YOUR OBJECTIVE: An exact copy of all entries is the expected answer.
─── GIVEN RECORDS ───
PR #2992, opened 2024-12-17
Created a wrapper over `useQuery` hook from react-query

### LINKED ISSUE #2991: Create a custom wrapper for `useQuery` hook from react-query for future replacement
**Description:**
Develop a custom wrapper around the useQuery hook provided by react-query. The goal is to centralize configurations and streamline the eventual replacement of the underlying data-fetching library if needed. This custom hook should:

- Handle default options (e.g., caching, retries).
- Provide a consistent interface across the project.
- Allow for custom transformations or pre/post-processing of data.
- Facilitate easy debugging and logging for query operations.

**Context:**
This approach decouples the application code from the specific implementation of react-query, enabling future flexibility and reducing the impact of potential library changes.

Made1ra:
**Description:**
Developed a custom wrapper around the useQuery hook provided by react-query. The goal is to centralize configurations and streamline the eventual replacement of the underlying data-fetching library if needed. This custom hook should:

- Handle default options (e.g., caching, retries).
- Provide a consistent interface across the project.
- Allow for custom transformations or pre/post-processing of data.
- Facilitate easy debugging and logging for query operations.

**Context:**
This approach decouples the application code from the specific implementation of react-query, enabling future flexibility and reducing the impact of potential library changes.


markgol777 (approved):

src/QueryProvider.tsx
```diff
@@ -0,0 +1,20 @@
+import { FC, ReactNode } from 'react'
```
ShadowOfTheSpace: Please, do not import FC, it's unreadable to have `FC` as a type. If you see `React.FC` you know that this is a react function component, but when you see just `FC` as a type, you need to check, where this `FC` came from, especially if you are new in this codebase.

Also, if you are importing types, make sure to add `type` prefix to this imports. It is a very good practice, especially if you are using non-type values as a type. This approuch reduces js bundle size.

So, your import will be like this: `import { type ReactNode } from 'react'

src/hooks/use-query.tsx
```diff
@@ -0,0 +1,41 @@
...
+  TQueryFnData,
+  TError = AxiosError,
+  TData = TQueryFnData,
+  TQueryKey extends unknown[] = []
+>({
+  queryKey,
+  queryFn,
+  options
+}: UseQueryProps<TQueryFnData, TError, TData, TQueryKey>) => {
+  const { isLoading, error, data, refetch } = useReactQuery<
```
ShadowOfTheSpace: There are more fields in `reactQuery` hook, why did you choose only these?

src/hooks/use-query.tsx
```diff
@@ -0,0 +1,41 @@
+import {
+  useQuery as useReactQuery,
+  UseQueryOptions
+} from '@tanstack/react-query'
+import { AxiosError } from 'axios'
```
ShadowOfTheSpace:
```suggestion
import { type AxiosError } from 'axios'
```

src/hooks/use-query.tsx
```diff
@@ -0,0 +1,41 @@
...
+
+interface UseQueryProps<
+  TQueryFnData,
+  TError,
+  TData,
+  TQueryKey extends unknown[]
+> {
+  queryKey: TQueryKey
+  queryFn: () => Promise<TQueryFnData>
```
ShadowOfTheSpace: I don't think that `queryFn` should return Promise with type of `QueryFnData` (or it's very confusing). Try to add better type names, that will be understandable without going to tanstack docs)
https://github.com/TanStack/query/discussions/1477

src/hooks/use-query.tsx
```diff
@@ -0,0 +1,41 @@
...
+  options?: UseQueryOptions<TQueryFnData, TError, TData>
+}
+
+const useQuery = <
+  TQueryFnData,
+  TError = AxiosError,
```
ShadowOfTheSpace: I don't think that we need all those fields inside `AxiosError` object. If we will use this error inside our components, we will have to manually map this object to type that we need and take only those fields, that we need. This logic will be duplicated inside all components that are using the error object.
Maybe it would be better to extract only needed fields here (with some helper/mapper function ofc)? 
image

ShadowOfTheSpace (changes requested):

ShadowOfTheSpace (approved):

src/hooks/use-query.tsx
```diff
@@ -0,0 +1,28 @@
...
+
+interface UseQueryProps<TData, TError, TSelect> {
+  queryKey: QueryKey
+  queryFn: () => Promise<TData>
+  options?: UseQueryOptions<TData, TError, TSelect>
+}
+
+const useQuery = <TData, TError = ErrorResponse, TSelect = TData>({
+  queryKey,
+  queryFn,
```
dudchakk, line 16: does `queryFn` stand for queryFunction? If that, please rename it to `queryFunction`, as it is more readable

Made1ra: `queryFn` is a name from `@tanstack/react-query` library, I think this name is better here for consistency with [@tanstack/react-query API](https://tanstack.com/query/latest/docs/framework/react/reference/useQuery)

dudchakk: okay, got it, then it’s better to leave it like that

dudchakk (approved):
───
ANSWER AREA:
PR #2992, opened 2024-12-17
Created a wrapper over `useQuery` hook from react-query

### LINKED ISSUE #2991: Create a custom wrapper for `useQuery` hook from react-query for future replacement
**Description:**
Develop a custom wrapper around the useQuery hook provided by react-query. The goal is to centralize configurations and streamline the eventual replacement of the underlying data-fetching library if needed. This custom hook should:

- Handle default options (e.g., caching, retries).
- Provide a consistent interface across the project.
- Allow for custom transformations or pre/post-processing of data.
- Facilitate easy debugging and logging for query operations.

**Context:**
This approach decouples the application code from the specific implementation of react-query, enabling future flexibility and reducing the impact of potential library changes.

Made1ra:
**Description:**
Developed a custom wrapper around the useQuery hook provided by react-query. The goal is to centralize configurations and streamline the eventual replacement of the underlying data-fetching library if needed. This custom hook should:

- Handle default options (e.g., caching, retries).
- Provide a consistent interface across the project.
- Allow for custom transformations or pre/post-processing of data.
- Facilitate easy debugging and logging for query operations.

**Context:**
This approach decouples the application code from the specific implementation of react-query, enabling future flexibility and reducing the impact of potential library changes.


markgol777 (approved):

src/QueryProvider.tsx
```diff
@@ -0,0 +1,20 @@
+import { FC, ReactNode } from 'react'
```
ShadowOfTheSpace: Please, do not import FC, it's unreadable to have `FC` as a type. If you see `React.FC` you know that this is a react function component, but when you see just `FC` as a type, you need to check, where this `FC` came from, especially if you are new in this codebase.

Also, if you are importing types, make sure to add `type` prefix to this imports. It is a very good practice, especially if you are using non-type values as a type. This approuch reduces js bundle size.

So, your import will be like this: `import { type ReactNode } from 'react'

src/hooks/use-query.tsx
```diff
@@ -0,0 +1,41 @@
...
+  TQueryFnData,
+  TError = AxiosError,
+  TData = TQueryFnData,
+  TQueryKey extends unknown[] = []
+>({
+  queryKey,
+  queryFn,
+  options
+}: UseQueryProps<TQueryFnData, TError, TData, TQueryKey>) => {
+  const { isLoading, error, data, refetch } = useReactQuery<
```
ShadowOfTheSpace: There are more fields in `reactQuery` hook, why did you choose only these?

src/hooks/use-query.tsx
```diff
@@ -0,0 +1,41 @@
+import {
+  useQuery as useReactQuery,
+  UseQueryOptions
+} from '@tanstack/react-query'
+import { AxiosError } from 'axios'
```
ShadowOfTheSpace:
```suggestion
import { type AxiosError } from 'axios'
```

src/hooks/use-query.tsx
```diff
@@ -0,0 +1,41 @@
...
+
+interface UseQueryProps<
+  TQueryFnData,
+  TError,
+  TData,
+  TQueryKey extends unknown[]
+> {
+  queryKey: TQueryKey
+  queryFn: () => Promise<TQueryFnData>
```
ShadowOfTheSpace: I don't think that `queryFn` should return Promise with type of `QueryFnData` (or it's very confusing). Try to add better type names, that will be understandable without going to tanstack docs)
https://github.com/TanStack/query/discussions/1477

src/hooks/use-query.tsx
```diff
@@ -0,0 +1,41 @@
...
+  options?: UseQueryOptions<TQueryFnData, TError, TData>
+}
+
+const useQuery = <
+  TQueryFnData,
+  TError = AxiosError,
```
ShadowOfTheSpace: I don't think that we need all those fields inside `AxiosError` object. If we will use this error inside our components, we will have to manually map this object to type that we need and take only those fields, that we need. This logic will be duplicated inside all components that are using the error object.
Maybe it would be better to extract only needed fields here (with some helper/mapper function ofc)? 
image

ShadowOfTheSpace (changes requested):

ShadowOfTheSpace (approved):

src/hooks/use-query.tsx
```diff
@@ -0,0 +1,28 @@
...
+
+interface UseQueryProps<TData, TError, TSelect> {
+  queryKey: QueryKey
+  queryFn: () => Promise<TData>
+  options?: UseQueryOptions<TData, TError, TSelect>
+}
+
+const useQuery = <TData, TError = ErrorResponse, TSelect = TData>({
+  queryKey,
+  queryFn,
```
dudchakk, line 16: does `queryFn` stand for queryFunction? If that, please rename it to `queryFunction`, as it is more readable

Made1ra: `queryFn` is a name from `@tanstack/react-query` library, I think this name is better here for consistency with [@tanstack/react-query API](https://tanstack.com/query/latest/docs/framework/react/reference/useQuery)

dudchakk: okay, got it, then it’s better to leave it like that

dudchakk (approved):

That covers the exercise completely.